Re: 11860-Document Analyzer

Posted: Fri Jun 29, 2012 1:25 am
by brianfry713
My C++ code uses a map<string,int> and an array, no priority queue. I use an algorithm similar to the one described by Leonid in this thread and get AC in 0.868 sec.
I rewrote my code in JAVA and got AC in 2.044 sec.

Re: 11860-Document Analyzer

Posted: Sat Sep 08, 2012 12:57 am
by Scarecrow
please help someone. getting WA

Code: Select all

AC

Re: 11860-Document Analyzer

Posted: Thu Jun 05, 2014 7:04 am
by uDebug
Leonid wrote: Suppose you have an interval of words [a, b], where b > a. There are 2 possibilities: either there are all unique words in the interval or not.

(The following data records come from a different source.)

PR #1223, opened 2022-11-23
Improves IFC parsing speed ~30x & captures object psets

didimitrie:
See log & changes here: https://www.notion.so/speckle/IFC-Season-3-877a777373fc441cb400cfbe2c349849

### DIFF
--- a/packages/fileimport-service/ifc/import_file.js
+++ b/packages/fileimport-service/ifc/import_file.js
@@ -7,7 +7,7 @@ const { parseAndCreateCommit } = require('./index')
 async function main() {
   const cmdArgs = process.argv.slice(2)
 
-  const [filePath, userId, streamId, branchName, commitMessage] = cmdArgs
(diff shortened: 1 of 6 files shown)


packages/fileimport-service/ifc/import_file.js
```diff
@@ -7,7 +7,7 @@ const { parseAndCreateCommit } = require('./index')
 async function main() {
   const cmdArgs = process.argv.slice(2)
 
-  const [filePath, userId, streamId, branchName, commitMessage] = cmdArgs
+  const [filePath, userId, streamId, branchName, commitMessage, fileId] = cmdArgs
```
didimitrie, line 10: @gjedlicska, this is something i'd want to flag: i'm introducing here the file id as an extra argument for the parsing process. currently this only used (and passed to) the ifc converter. 

The intention is that we'd be able to store a link to the blob within the object it was generated from. Ideally we'd move this down later to the other parsers, but my py skills are `zero` and i'm afraid to muck around in there.

PR #1232, opened 2022-11-30
Frontend 2 docker build

gjedlicska:
Add Docker build and CI to FE2


packages/frontend-2/nuxt.config.ts
```diff
@@ -19,12 +15,11 @@ export default defineNuxtConfig({
       }
     ]
   ],
-
   runtimeConfig: {
     public: {
-      API_ORIGIN,
-      MIXPANEL_API_HOST,
-      MIXPANEL_TOKEN_ID
+      apiOrigin: 'foo',
```
fabis94, line 20: i'm guessing the values will be changed by .env values during runtime, right? if so we should still set some kind of sensible defaults or at least something like 'UNDEFINED' so that if we ever forget to set the env vars we get more reasonable default values

PR #1249, opened 2022-12-06
refactor(frontend-2 liveness/readiness): adds checks for server health

iainsproat:
## Description & motivation

Liveness checks that nuxt server is responding, readiness checks it can connect to the backend and the database.

Addresses https://github.com/specklesystems/speckle-server/issues/1250

## Checklist:


packages/frontend-2/server/api/v2/healthz/readiness.get.ts
```diff
@@ -0,0 +1,80 @@
...
+  ApolloQueryResult,
+  gql,
+  HttpLink,
+  InMemoryCache,
+  NormalizedCacheObject
+} from '@apollo/client/core'
+
+type GraphQLClient = ApolloClient<NormalizedCacheObject>
+
+const serverInfoVersionQuery = gql`
```
fabis94, line 12: Use `graphql()` out of `~~/lib/common/generated/gql` instead of `gql()`, this will ensure TypeScript types are auto-generated (when you run the dev server through `yarn dev`, or separately through `yarn gqlgen`) and you'll get properly typed result structures. There's various examples of such queries/mutations across the `frontend-2` package also.

packages/frontend-2/server/api/v2/healthz/liveness.get.ts
```diff
@@ -0,0 +1,5 @@
+export default defineEventHandler(() => {
```
fabis94, line 1: I'm not sure of the `/api/v2` prefix for fe2 API routes. It kind of implies that these are a v2 REST API of the `server` routes. Better to use a completely different prefix altogether like `/api-frontend` or something.

packages/frontend-2/server/api/v2/healthz/readiness.get.ts
```diff
@@ -0,0 +1,80 @@
...
+  query serverInfo {
+    version
+  }
+`
+
+export default defineEventHandler(() => {
+  // as part of creating the apollo client it checks that the server can be reached
+  return createApolloClient('apiOrigin') //FIXME there's some magic going on with the config that clearly isn't applied here (yet?)
+    .then(() => {
```
fabis94, line 21: use async/await syntax

packages/frontend-2/server/api/v2/healthz/readiness.get.ts
```diff
@@ -0,0 +1,80 @@
...
+        message:
+          'Frontend is unable to reach the Graphql server, or the server is unable to query the database',
+        statusMessage: 'Internal Server Error'
+      })
+    })
+})
+
+// TODO copied from packages/server/modules/cli/commands/download/commit.ts
+// most likely a better place to put the below
+const createApolloClient = async (origin: string): Promise<GraphQLClient> => {
```
fabis94, line 39: No need to copy this from anywhere, because the new frontend already has its own Apollo Client setup.

Try any of the following options to get the client:
1. `useApolloClient().client`
2. `const {$apollo} = useNuxtApp()`

Now these will likely not work, because these API routes run in a very different context from the other app routes, but I want to test this out anyway.

If it doesn't work, then you'll have to create a new ApolloClient instance, but even then you can re-use the existing config, instead of setting everything up from scratch. `~~/lib/core/configs/apollo.ts` exports a function for building this config, so use that.

I do see that this function relies on some Vue/Nuxt composables like `useRuntimeConfig()` and `useAuthCookie()` which might not be available in API routes, but even in that case the function could just be split apart into a new one that allows you to feed in apiOrigin & authToken some other way. E.g.:

```ts

export const buildApolloConfig(params: {apiOrigin: string, authToken: Ref<Optional<string>>}) {
 ...
}

const defaultConfigResolver: APolloConfigResolver = async () => {
  const {
    public: { apiOrigin }
  } = useRuntimeConfig()

  const authToken = useAuthCookie()
  return buildApolloConfig({apiOrigin, authToken})
}

export default defaultConfigResolver;
```

And inside your API route:
```ts
import {ref} from 'vue'

const apiOrign = ... // still taken from runtime config somehow?
const authToken = ref(undefined); // i'm guessing we don't need a token here so we can leave it undefined
const config = await buildApolloConfig({apiOrigin, authToken});
```

packages/frontend-2/server/api/v2/healthz/readiness.get.ts
```diff
@@ -0,0 +1,80 @@
...
+  // as part of creating the apollo client it checks that the server can be reached
+  return createApolloClient('apiOrigin') //FIXME there's some magic going on with the config that clearly isn't applied here (yet?)
+    .then(() => {
+      return {
+        status: 'ready'
+      }
+    })
+    .catch(() => {
+      throw createError({
+        statusCode: 500,
```
fabis94, line 28: Should we not at the very least log the actual error that was thrown?

fabis94 (changes requested):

If interval contains all unique words, then we can shorten the interval to [a + 1, b]. If there aren't yet all words then we should increase the length of the interval: [a, b + 1]. The solution can be found by starting with interval [0, 0], and moving this interval towards [n, n]. It has complexity O(N * LOG(N)), if map is used to lookup similar words, and can be increased to O(N) by using hashes (disregarding word length).
Thank you very much, Leonid. This was very useful.